The boy, who may not have been a boy at all but a small, weak shifter adult, eyed him seriously. “This would be our secret, of course. The faction leaders would not approve.”
Cruen stared long and hard at the male. He understood the shifters’ desire to be more than what they were, but he wasn’t sure he approved. They were the equivalent of an Impure in his mind, and he would not hand over pure blood or anything to make them stronger and more powerful. And yet these creatures had the magic flesh—
“We’ve heard about a hybrid who’s here in the Rain Forest,” said an older female to the boy’s left. “A water shifter like us—”
“Helo,” Cruen supplied readily.
“Is that his name?”
“He isn’t exactly like you.” No. He wasn’t. Cruen hesitated. Perhaps . . . yes, perhaps that would satisfy. Giving up Pureblood vampire DNA went against everything he stood for. But mutore . . . “I could get you the water beast’s DNA. In fact, I might be able to bring him to you.”
As all the other water shifters started talking at once, the young male’s eyes widened. “Yes, that would do well. He is part vampire. But would he come? Would he keep what we’re trying to do a secret?”
“I’m not sure.” Cruen waited for their faces to fall from disappointment and then added, “But with the right amount of flesh paid to me, I can make sure that after you’re done with him, he doesn’t have the ability to reveal anything to anyone ever again.”

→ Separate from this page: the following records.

PR #1021, opened 2024-09-26
Set explicit defaults w/ placeholders in the cdk.context.json

mikaylathompson:
### Description
[Describe what this change achieves]
* Category (Enhancement, New feature, Bug fix, Test fix, Refactoring, Maintenance, Documentation)
* Why these changes are required?
* What is the old behavior before changes and new behavior after changes?

### Issues Resolved
[List any issues this PR will resolve]

Is this a backport? If so, please add backport PR # and/or commits #

### Testing
[Please provide details of testing done: unit testing, integration testing and manual testing]

### Check List
- [ ] New functionality includes testing
  - [ ] All tests pass, including unit test, integration test and doctest
- [ ] New functionality has been documented
- [ ] Commits are signed per the DCO using --signoff

By submitting this pull request, I confirm that my contribution is made under the terms of the Apache 2.0 license.
For more information on following Developer Certificate of Origin and signing off your commits, please check [here](https://github.com/opensearch-project/OpenSearch/blob/main/CONTRIBUTING.md#developer-certificate-of-origin).

PR #1022, opened 2024-09-26
Make cdk.context.json valid json

mikaylathompson:
### Description
My last PR, #1021, broke the build.  Having a not-quite-json `cdk.context.json` was bad anytime a `cdk` command was used, _even_ if it specifically specified a different context file.

So first, I just made it valid (if kind of ugly) JSON, but that broke the build in a different way because removing a lot of the default values changed the behavior of the cdk deployments in the CI pipelines. I copied the old values from the defaults into these blocks and have tested redeploying, successfully now.

### Check List


sumobrian (approved):
Passes CI.

PR #3289, opened 2026-08-04
Fail integ tests fast when a workflow blocks on an unexpected approval gate

gregschohn:
## Problem

When a `ValidatingAdmissionPolicy` rejects a migration resource apply, the workflow **parks** rather than failing. `reconcile*Resource` runs `tryApply` with `continueOn: {failed: true}`, and `waitForFix` then blocks on the `<kind>.<name>.vapretry` ApprovalGate until someone approves it.

**That is intended behavior and this PR does not change it.** `K8S_USER_APPROVAL_WAIT_RETRY_STRATEGY` is documented as "intentionally open-ended in elapsed time"; the parked branch is a sibling step group so unrelated work keeps running; and the operator recovers in place with `workflow reset <resource>` followed by `workflow approve` (`RESETTABLE_PLURALS` deliberately excludes `approvalgates`, so the gate survives the reset and the retry loop can re-create the resource fresh). Making VAP rejection fail the workflow would turn a recoverable state into a dead end.

Integration tests are the problem. Nobody is going to approve anything, so:

1. The workflow stays `Running` forever. `ENDING_ARGO_PHASES` cannot see a workflow blocked on a gate, so `wait_for_ending_phase` has exactly one exit: `TimeoutError` at `MIGRATION_COMPLETION_TIMEOUT_SECONDS` (1800s), or up to 4800s for the CDC replayer wait.
2. The resulting message says nothing about the gate — just a list of running nodes.
3. The harness polls the **outer** test wrapper (configure/monitor/evaluate), but the reconcile steps that can park live in the **inner** `migration-workflow` that `configureAndSubmitWorkflow.sh` submits. Even a node-level check on the polled workflow would miss every park.

## Change

A `ParkedGateWatcher` that the existing wait loops call on each iteration:

- Fails on **any** gate the workflow is blocked on that the test didn't ask for — runtime (`.vapretry`) or step. Both block on `waitForUserApproval` and neither clears without an approval the test has no way to give.
- Checks **both** the polled workflow and the inner `migration-workflow`.
- Throttled to one API check per 30s, so a loop polling every 5s doesn't hammer the API.
- Requires the same gate on **two consecutive** checks before failing. A single sighting only logs a warning — a `Failed` tryApply whose retry loop is about to move on, or a step gate the test is about to approve, shouldn't fail a test.
- Wired into `wait_for_suspend`, `wait_for_ending_phase`, Test0003's suspend-or-end loop, and the CDC `_raise_if_cdc_dependency_error` hook (a VAP-denied CaptureProxy or Replayer leaves the workflow parked, not errored, so none of the existing dependency checks fire and the pod simply never appears).
- Timeout messages raised for any other reason now carry a single-sighting observation as `unconfirmed_parked_gates`.
- The failure names the gate and the matching recovery: `workflow reset` + `approve retry` for an `Impossible` denial, `approve change` for a `Gated` one, `approve step` for a step gate. `ParkedApprovalGateError` subclasses `AssertionError`, since the workflow behaved correctly — the migration config or the test's expectations did not.
- `IntegrationTestArgoService.expected_parked_gate_names` opts specific gates out. Test0003 is the only user: it runs `skip-approvals=false` and deliberately waits at five gates it approves by name, so it declares those. Every other test runs `skip-approvals=true`, where no step gates exist at all and one waiting is unexpected by construction.

Those five are the complete set of step gates this configuration can produce, so the opt-out isn't papering over a gate the test currently misses — there are exactly five `waitForUserApproval` step call sites in the templates (the six `waitForFix` sites in `resourceManagement.ts` are the runtime `.vapretry` gates, a separate mechanism):

| Gate | Created by | Suppressed when |
|---|---|---|
| `begin` | `fullMigration.ts` `approveBegin` | `requireBeginApproval` false |
| `captureproxysetup.<proxy>` | `setupCapture.ts` `approveProxySetup` | `skipProxyApproval` / global `skipApprovals` |
| `evaluatemetadata.<suffix>` | `metadataMigration.ts` `approveEvaluate` | `skipEvaluateApproval` |
| `migratemetadata.<suffix>` | `metadataMigration.ts` `approveMigrate` | `skipMigrateApproval` |
| `documentbackfill.<crdName>` | `fullMigration.ts` `approveBackfill` | `documentBackfillConfig.skipApproval` |

Notably the CDC replay path (`runSingleReplay`) adds no step gate at all — the replayer is gated only by its runtime `trafficreplay.<name>.vapretry` gate. What the opt-out buys is the guarantee going the other way: any gate *beyond* the declared five now fails Test0003 promptly, so if a future change adds a step gate the test doesn't know to approve, it surfaces as a named failure instead of a 1800s hang.

## Two notes on scope

**Why the predicate isn't "an ApprovalGate that is `Pending` with a non-empty denial reason".** `statusSchemaFor` in `generateMigrationResources.ts` gives ApprovalGate a status of only `phase` ∈ {Created, Pending, Approved, Error}; there is no denial-reason field on the gate, and the VAP message lands on the Argo `tryApply` **node's** message instead. `Pending` is also the steady state for every gate the workflow hasn't reached yet (gates are pre-created, and `resetGate` patches them back to `Pending`), so phase alone can't separate "blocking now" from "not reached yet".

On the `Error` state specifically: it's in the enum but **nothing ever writes it**. Every write to a gate's phase is `Created` (`makeApprovalGateResource`), `Pending` (`patchApprovalGatePhase`, six call sites, all literal `"Pending"`), or `Approved` (`approve.py`). The only `patch*Error` template is `patchCaptureProxyError`, which sets the *CaptureProxy's* phase, not a gate's. And `waitForUserApproval` has only `successCondition: status.phase == Approved` with no `failureCondition` — unlike the non-gate resource waits, which do check for `Error` — so a gate that somehow reached `Error` would hang exactly like one at `Pending`.

So the check runs against the node graph: a `Running` approval node, plus (for a runtime gate) a `Failed` sibling under the same `boundaryID` carrying a parsed reason. That keys on "blocked at an approval node," which is independent of gate phase and therefore covers the `Error` case too. `workflow approve` already does exactly this traversal, so this reuses it via a new public `approve.waiting_gates` accessor rather than adding a second implementation.

**No inner-workflow teardown.** As suggested, it isn't needed: `teardownMaApp` runs `workflow reset -> helm uninstall -> PVCs -> namespace`, and the k8s-local path does `kind delete cluster`. The leaked inner workflow goes away with the cluster either way, so this PR is detection + fail-fast only.

## Testing

- 21 unit tests in `test_parked_gate_detection.py` covering throttling, the consecutive-observation requirement, transient-observation reset, expected-gate opt-out for both kinds, step-gate inclusion, error swallowing, and message formatting.
- 7 tests in `test_integration_test_argo_service.py` asserting both wait loops fail fast (one sleep, not the 600s budget) on a runtime gate and on an unexpected step gate, honor the opt-out, watch both workflow names, and report unconfirmed sightings in the timeout message.
- 1 test in `test_workflow_cli_commands.py` pinning `waiting_gates`' step/change/retry categorization.
- `test_cdc_base.py` updated for the new `parked_gate_watcher` parameter and asserts the watcher covers outer + inner.
- Full integ_test suite: 114 passed. console_link `test_workflow_cli_commands.py`: 76 passed. flake8 clean.

Detection never raises on its own — a missing, still-starting, or unreadable workflow yields no gates, so a wait loop can't fail for a reason unrelated to what it's checking.

### DIFF
--- a/migrationConsole/lib/integ_test/integ_test/test_cases/cdc_base.py
+++ b/migrationConsole/lib/integ_test/integ_test/test_cases/cdc_base.py
@@ -14,7 +14,7 @@ from console_link.models.cluster import Cluster, SIGV4_SIGNING_ENDPOINT_KEY
 from console_link.workflow.commands.crd_utils import CRD_GROUP, CRD_VERSION
 
 from ..cluster_version import CDC_MIGRATION_COMBINATIONS
-from ..parked_gate_detection import INNER_WORKFLOW_NAME, ParkedGateWatcher
+from ..parked_gate_detection import INNER_WORKFLOW_NAME, ParkedApprovalGateError, ParkedGateWatcher
 from .ma_argo_test_base import MATestBase, MigrationType, MATestUserArguments  # noqa: F401 (re-exported)
 
 logger = logging.getLogger(__name__)
@@ -170,7 +170,13 @@ def _raise_if_cdc_dependency_error(namespace: str, workflow_names: Optional[Sequ
     # A CaptureProxy or Replayer whose apply was VAP-denied leaves the workflow
     # parked, not errored, so nothing above fires and the pod never appears.
     if parked_gate_watcher:
-        parked_gate_watcher.check()
+        try:
+            parked_gate_watcher.check()
+        except ParkedApprovalGateError:
+            # Every other raise above dumps first; match that, since the gate name
+            # alone doesn't show which resource's apply was denied.
+            _dump_argo_workflow_diagnostics(namespace)
+            raise
 
 
 def _raise_if_kafka_cluster_error(namespace: str) -> None:
--- a/migrationConsole/lib/integ_test/integ_test/test_cases/cdc_base.py
+++ b/migrationConsole/lib/integ_test/integ_test/test_cases/cdc_base.py
@@ -14,7 +14,7 @@ from console_link.models.cluster import Cluster, SIGV4_SIGNING_ENDPOINT_KEY
 from console_link.workflow.commands.crd_utils import CRD_GROUP, CRD_VERSION
 
 from ..cluster_version import CDC_MIGRATION_COMBINATIONS
-from ..parked_gate_detection import INNER_WORKFLOW_NAME, ParkedApprovalGateError, ParkedGateWatcher
+from ..parked_gate_detection import INNER_WORKFLOW_NAME, ParkedGateWatcher
 from .ma_argo_test_base import MATestBase, MigrationType, MATestUserArguments  # noqa: F401 (re-exported)
 
 logger = logging.getLogger(__name__)
@@ -170,13 +170,7 @@ def _raise_if_cdc_dependency_error(namespace: str, workflow_names: Optional[Sequ
     # A CaptureProxy or Replayer whose apply was VAP-denied leaves the workflow
     # parked, not errored, so nothing above fires and the pod never appears.
     if parked_gate_watcher:
-        try:
-            parked_gate_watcher.check()
-        except ParkedApprovalGateError:
-            # Every other raise above dumps first; match that, since the gate name
-            # alone doesn't show which resource's apply was denied.
-            _dump_argo_workflow_diagnostics(namespace)
-            raise
+        parked_gate_watcher.check()
 
 
 def _raise_if_kafka_cluster_error(namespace: str) -> None:
--- a/migrationConsole/lib/integ_test/integ_test/test_cases/cdc_base.py
+++ b/migrationConsole/lib/integ_test/integ_test/test_cases/cdc_base.py
@@ -14,6 +14,7 @@ from console_link.models.cluster import Cluster, SIGV4_SIGNING_ENDPOINT_KEY
 from console_link.workflow.commands.crd_utils import CRD_GROUP, CRD_VERSION
 
 from ..cluster_version import CDC_MIGRATION_COMBINATIONS
+from ..parked_gate_detection import INNER_WORKFLOW_NAME, ParkedGateWatcher
 from .ma_argo_test_base import MATestBase, MigrationType, MATestUserArguments  # noqa: F401 (re-exported)
 
 logger = logging.getLogger(__name__)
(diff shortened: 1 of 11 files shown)


migrationConsole/lib/integ_test/integ_test/test_cases/cdc_base.py
```diff
@@ -157,14 +158,19 @@ def _get_capture_proxy_readiness_status(namespace: str) -> tuple[str, str, str,
...
     phase, message, _, _ = _get_capture_proxy_readiness_status(namespace)
     if phase == "Error":
         _dump_proxy_readiness_diagnostics(namespace)
         raise RuntimeError(f"captureproxy/{PROXY_RESOURCE_NAME} entered Error phase: {message}")
     _raise_if_kafka_cluster_error(namespace)
     _raise_if_migration_resource_error(namespace)
     _raise_if_argo_workflow_error(namespace, workflow_names)
+    # A CaptureProxy or Replayer whose apply was VAP-denied leaves the workflow
+    # parked, not errored, so nothing above fires and the pod never appears.
+    if parked_gate_watcher:
```
jzonthemtn, line 172: Minor -- I think `check()` raises without dumping anything first.

```
  if parked_gate_watcher:
      try:
          parked_gate_watcher.check()
      except ParkedApprovalGateError:
          _dump_argo_workflow_diagnostics(namespace)
          raise
```

jzonthemtn (approved):
+1 lgtm

migrationConsole/lib/integ_test/integ_test/test_cases/cdc_base.py
gregschohn: You were right that it wasn't dumping — thanks. I took your fix as written first (456e58cd), then Greg pushed back that it only covered one site, and he was right, so I've replaced it with a fix at the top level (1f32e6aa).

`check()` is called from four places: here, `wait_for_suspend`, `wait_for_ending_phase`, and `_wait_until_suspended_or_ended`. Only this one had a dump. In the other three the dump sits on the timeout path *below* the wait loop, which `check()` raising skips straight past — so a per-site fix here would have left three sites silently undumped.

`ParkedApprovalGateError` propagates uncaught from all four, so the failure dump in `ma_workflow_test` teardown should already have covered every one of them, with more output than the two `kubectl get`s here (five calls including `print_workflow_details` and `save_namespace_diagnostics`). Except it didn't fire, for a worse reason: teardown quiesced the workflow *before* dumping, and the `check()` inside `wait_for_ending_phase` raised there too — so on a parked gate the dump was skipped, and the evidence is unrecoverable once the namespace is reset.

So teardown now dumps first, then quiesces, and isolates each step so nothing can preempt the dump, the workflow delete, the CRD reset, or `cleanup()`. Dumping ahead of `stop_workflow` also preserves state that stopping destroys: the suspended node and which resource's apply was denied — the thing you actually wanted from the CI log. Errors are re-raised at the end, a lone one unwrapped so a parked gate still surfaces as `ParkedApprovalGateError`.

That covers all four sites at once, so I reverted this hunk as redundant. 20 new tests in `test_ma_workflow_teardown.py`; 6 of them fail against the previous teardown.

PR #3315, opened 2026-08-22
Add global serial replay ordering example test

gregschohn:
## Summary
Add GlobalSerialReplayE2ETest as a concrete example of replaying traffic while preserving global request order.

## Details
This test builds randomly interleaved traffic across many connections, replays it with MAX_CONCURRENT_REQUESTS=1, and verifies that requests arrive at the target in the original source order.

## Testing
Not run locally in this session.


TrafficCapture/trafficReplayer/src/test/java/org/opensearch/migrations/replay/e2etests/GlobalSerialReplayE2ETest.java
```diff
@@ -0,0 +1,196 @@
...
+import org.junit.jupiter.api.parallel.ResourceLock;
+
+@WrapWithNettyLeakDetection(disableLeakChecks = true)
+@Tag("longTest")
+class GlobalSerialReplayE2ETest {
+
+    private static final String NODE_ID = "global-order-test-node";
+    private static final int REQUEST_COUNT = 4_096;
+    private static final int CONNECTION_COUNT = 32;
+    private static final long CONNECTION_RANDOM_SEED = 0x5EEDL;
```
jzonthemtn, line 44: Just commenting I like this 5eed.

jzonthemtn (approved):
lgtm

PR #3316, opened 2026-08-23
Decouple source auth from capture proxies and snapshot migrations

gregschohn:
## Summary

- Stop source-cluster auth changes from being projected into `CaptureProxy` and `SnapshotMigration` custom resources.
- Remove those fields from the generated VAP checks and CLI/web dry-run policy model.
- Exclude source auth from proxy and direct snapshot-migration identity checksums.
- Keep source auth protected on `DataSnapshot`, which connects to the source cluster.

## Why

A capture proxy forwards traffic to the configured source endpoint at the network layer; it does not use the source cluster HTTP auth configuration. Snapshot migration stages consume a snapshot artifact and target-cluster credentials, so direct source-auth coupling there is also unnecessary. Treating these fields as immutable caused harmless auth changes to fail with `Impossible: sourceAuthType cannot be changed. Delete and recreate.`

## Resource audit

| Resource | Source auth behavior after this change |
| --- | --- |
| `CaptureProxy` | Not projected, checksummed, or admission-restricted |
| `DataSnapshot` | Still projected and immutable because snapshot creation/preparation connects to the source |
| `SnapshotMigration` | Not directly projected, checksummed, or admission-restricted; a changed managed-snapshot checksum can still correctly propagate after snapshot replacement |
| `CapturedTraffic` | No source-cluster auth coupling (unchanged) |
| `TrafficReplay` | No source-cluster auth coupling; target auth remains protected (unchanged) |
| `KafkaCluster` | No source-cluster auth coupling (unchanged) |

## Implementation

- Remove all six source-auth identity fields from CaptureProxy and SnapshotMigration CRD projections and rendered apply manifests.
- Keep endpoint, version, insecure-transport, and source-label identity behavior unchanged.
- Build proxy and snapshot-migration checksums from a source identity that explicitly excludes auth.
- Preserve the DataSnapshot source-auth fields and checksum behavior.
- Update resolved migration resources so preflight and generated MigrationRun data match the actual CR specs.

## Testing

- `mise x node@24.19.0 -- npm test` from `orchestrationSpecs`: 418 passed, 2 skipped.
- Type checks passed for schemas, config-processor, and migration-workflow-templates.
- Added regression coverage for generated VAPs, dry-run decisions, rendered manifests, managed snapshot propagation, proxy checksums, and external-snapshot migration stability.


orchestrationSpecs/packages/config-processor/src/migrationConfigTransformer.ts
```diff
@@ -1001,7 +1004,7 @@ export class MigrationConfigTransformer extends StreamSchemaTransformer<
                 snapshotConfigChecksum,
                 resourceName: crdName(m.sourceLabel, m.targetConfig.label, m.label, m.migrationLabel),
                 configChecksum: cs(
-                    sourceConnectionIdentity,
+                    sourceConnectionIdentityWithoutAuth,
```
jzonthemtn, line 1007: Source auth is excluded from this checksum, but it is still passed into `sourceConfig` and put into the metadata container. If snapshot migration never accesses the source, should that credential propagation be removed, too?

jzonthemtn (approved):
Approved - one question but it's not a blocker.

orchestrationSpecs/packages/config-processor/src/migrationConfigTransformer.ts
gregschohn: Thanks.  I've stripped those other vestigial bits too!

PR #3317, opened 2026-08-23
Use Gradle-managed Node for SolrTransformations post-install

gregschohn:
## Summary
Make the SolrTransformations Gradle post-install step use the Node binary managed by the Gradle node plugin.

## Why
The SolrTransformations runPostInstallScripts task is a plain Exec task, so its npm rebuild esbuild call can fall back to whatever npm is on the host PATH instead of the pinned Gradle-managed Node toolchain. Prepending Gradle's resolved Node bin directory keeps that rebuild step on the same toolchain as the rest of the build.

This matters because the installTransformDeps task already runs under the Gradle-managed Node setup, but the follow-on rebuild step did not inherit that same toolchain deterministically.

## Testing
Not re-run after narrowing the PR to the Gradle change only.

### DIFF
--- a/TrafficCapture/SolrTransformations/build.gradle
+++ b/TrafficCapture/SolrTransformations/build.gradle
@@ -1,4 +1,5 @@
 import com.github.gradle.node.npm.task.NpmTask
+import com.github.gradle.node.NodeExtension
 
 plugins {
     id 'org.opensearch.migrations.java-library-conventions'
@@ -14,6 +15,8 @@ node {
     npmWorkDir = project.layout.buildDirectory.dir("npm")
 }
 
+def nodeExtension = extensions.getByType(NodeExtension)
+
 tasks.register('installTransformDeps', NpmTask) {
     description = 'Install TypeScript transform dependencies'
     args = ['install', '--ignore-scripts']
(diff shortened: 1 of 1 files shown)


orchestrationSpecs/packages/argo-workflow-builders/jest.config.js
```diff
@@ -6,7 +6,12 @@ module.exports = {
     moduleFileExtensions: ["ts", "js", "json", "yaml", "yml", "sh"],
 
     transform: {
-        "^.+\\.(ts|js)$": "ts-jest"
+        "^.+\\.(ts|js)$": ["ts-jest", {
+            tsconfig: {
+                allowJs: true,
+                noEmit: true
```
jzonthemtn: I'm not sure the `noEmit: true` is stopping the Jest TS emit.

I think it is overridden to always be `false` in `config-set.js`:

```
  _overriddenCompilerOptions = {
      inlineSourceMap: false,
      declaration: false,
      isolatedDeclarations: false,
      noEmit: false,
      // ...
  };
```

jzonthemtn (approved):
Approved, but take a look at `noEmit`. It might always be overridden to be `false` regarldless of it manually being set to true.

PR #3318, opened 2026-08-23
Move onto the stable OpenTelemetry semconv artifact

gregschohn:
### Description

`opentelemetry-semconv` has been pinned at `1.23.1-alpha` since before the library split into stable and incubating artifacts at 1.30.0. That split deleted both catch-all classes we import — `ResourceAttributes` and `SemanticAttributes` are gone from `io.opentelemetry.semconv` — so the stale pin is the only reason `coreUtilities` still compiles.

Our own Gradle build never notices. Anything that repackages `coreUtilities` and resolves a current semconv underneath the already-compiled jars does: `NoClassDefFoundError` out of `initializeOpenTelemetryForCollectors` before the SDK is built, which takes the process down at startup rather than degrading telemetry. This moves to `1.43.0` and onto the classes that replaced them.

The resource attributes are a no-op on the wire — `service.name` and `service.instance.id` were both promoted into the stable artifact as `ServiceAttributes`, so the emitted keys are byte-identical.

`exception.escaped` needed an actual decision. The spec dropped it and there is no stable equivalent, and it turns out we were getting nothing for it: the `awsxray` exporter's cause translator reads `exception` span events for `exception.type` / `exception.message` / `exception.stacktrace` and never looks for `escaped` — I checked contrib `v0.119.0`, `v0.124.0`, and `v0.159.0`, spanning the ADOT `v0.43.3` we pin through today. The attribute has been serialized, shipped, and discarded on every propagating exception. It does reach the Jaeger path, but only as an unindexed log field.

What the conventions model instead is span status `ERROR` plus a low-cardinality `error.type`, which is what both backends consume. The `isPropagating` distinction is preserved: propagating sets the status, non-propagating still just records the event.

### One behavior change worth a close look

Setting the status closes a gap that predates this PR. Nothing in the tree ever called `setStatus`, and these spans carry no `http.status_code`, so the X-Ray translator's fault branch — which only fires on status `ERROR` once it has failed to find an HTTP code — never fired. An escaping exception produced a `cause` payload with the stack trace attached to a segment marked neither error nor fault, so **it never counted toward fault rates and never lit up the service map**.

Those exceptions now register. Anyone alarming on X-Ray fault rate for these services should expect the number to climb off zero to whatever was always true. Happy to split this into a follow-up if you'd rather land the semconv bump on its own.

`error.type` also becomes an indexed annotation under our `index_all_attributes: true`, queryable as `error_type` once X-Ray sanitizes the dot — an event attribute never was.

### ADOT collector bump

Also bumps the ADOT collector from `v0.43.3` to `v0.49.0` (upstream collector/contrib `v0.156.0`) at all four places it is named, which have to move together or the private mirror won't carry the tag the chart asks for:

| File | Before | After |
|---|---|---|
| `TrafficCapture/.../otelCollector/Dockerfile` | `v0.43.3` | `v0.49.0` |
| `.../migrationAssistantWithArgo/values.yaml` (`otelCollectorImage`) | `v0.43.3` | `v0.49.0` |
| `.../infra/mirror/private-ecr-manifest.yaml` | `v0.43.3` | `v0.49.0` |
| `.../values.yaml` (`opentelemetry-operator` → `manager.collectorImage.tag`) | `0.43.2` | `v0.49.0` |

That last one also fixes a latent bug: the operator chart templates `--collector-image={{ repository }}:{{ tag }}` verbatim, and public ECR has no bare `0.43.2` tag — only `v`-prefixed ones plus `latest`. It's been unresolvable all along, masked because our Collector CRs set `image:` explicitly.

The ADOT `v0.49.0` release is dependency bumps, a Go toolchain update, and the removal of the `eks` resourcedetection detector for Fargate container insights — nothing touching the components we configure.

Left alone deliberately: `extraOtelConfiguration.version: "0.124.0"`, which is the Operator's own upstream collector version rather than an ADOT image.

### Issues Resolved

None filed; found while investigating a downstream repackaging that crash-looped on the missing class.

### Testing

- 3 new tests in `ScopedInstrumentationExceptionSignalingTest` — propagating sets `ERROR` + `error.type`, non-propagating leaves status `UNSET` with no `error.type`, and a message-less exception falls back to the type name instead of an empty status description.
- `:coreUtilities:test --tests 'org.opensearch.migrations.tracing.*'` — 11/11 pass.
- `:TrafficCapture:transformationShim:test --tests '*tracing*'` — 17/17 pass, including the two existing tests that drive `addTraceException(e, true)`.
- `compileJava compileTestJava compileTestFixturesJava` across all modules — clean, confirming `1.43.0` resolves and nothing else in the tree touched the deleted classes (a repo-wide grep found only these two importers).
- Ran all four `otel-config-*.yaml` from the docker solution against both `v0.43.3` and `v0.49.0`: all 8 start clean and reach `Everything is ready` with no config errors or deprecation warnings. Also built the `otelCollector` image on the new base and confirmed the container reports `healthy` and `/healthcheck` still exits 0.

### Check List


coreUtilities/src/main/java/org/opensearch/migrations/tracing/IScopedInstrumentationAttributes.java
```diff
@@ -85,13 +86,25 @@ default void close() {
...
+        span.recordException(e);
         if (isPropagating) {
-            span.recordException(e, Attributes.of(SemanticAttributes.EXCEPTION_ESCAPED, true));
-        } else {
-            span.recordException(e);
+            // An exception that escapes this scope means the operation failed, which the semantic
+            // conventions model as span status ERROR plus error.type -- the removed exception.escaped
+            // attribute recorded the same thing in a form no backend consumes.
+            span.setStatus(StatusCode.ERROR, describeThrowable(e));
+            span.setAttribute(ErrorAttributes.ERROR_TYPE, e.getClass().getCanonicalName());
```
jzonthemtn: Personal preference - I think `getName()` will always return something, while `getCanonicalName()` can return `null` so I have leaned toward using it.

jzonthemtn (approved):
Minor comment - definitely not a blocker.

coreUtilities/src/main/java/org/opensearch/migrations/tracing/IScopedInstrumentationAttributes.java
gregschohn: Good catch, and it turned out to matter more than a preference. `getCanonicalName()` is null for anonymous and local classes, and `setAttribute` silently drops a null, so an exception from an anonymous subclass would have produced a span marked ERROR with no `error.type` at all. Worse, OTel's own `recordException` uses `getCanonicalName()` too, so `exception.type` is missing from those same spans — I confirmed that with a scratch test, the event carries only `exception.message` and `exception.stacktrace`. Nothing left to identify the failure by.

Switched to `getName()` in 65abc35, plus the same fix in the status description, where `getSimpleName()` returns empty rather than null for an anonymous class. Added a test covering it.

The desire to feel nothing had been viciously stolen by the overpowering desire to feel everything.
With her.
His hands spread wide on the glass, Syn stood at the doors leading to the terrace and stared out at the New York City skyline. It was ungodly late and snow was falling on the terrace floor in heavy flakes. What had he done? Stealing her away from the Rain Forest and her family? Thinking he could take care of her and the balas? Didn’t he get it that existing was the only thing available to him? He hadn’t been saved from the sun, from following Juliet, to have another chance at life and happiness.
He swiped at the condensation building on the glass. All he deserved was the chance to make things right, pay his toll for failing Juliet. And that toll was the complete and total destruction of Cruen.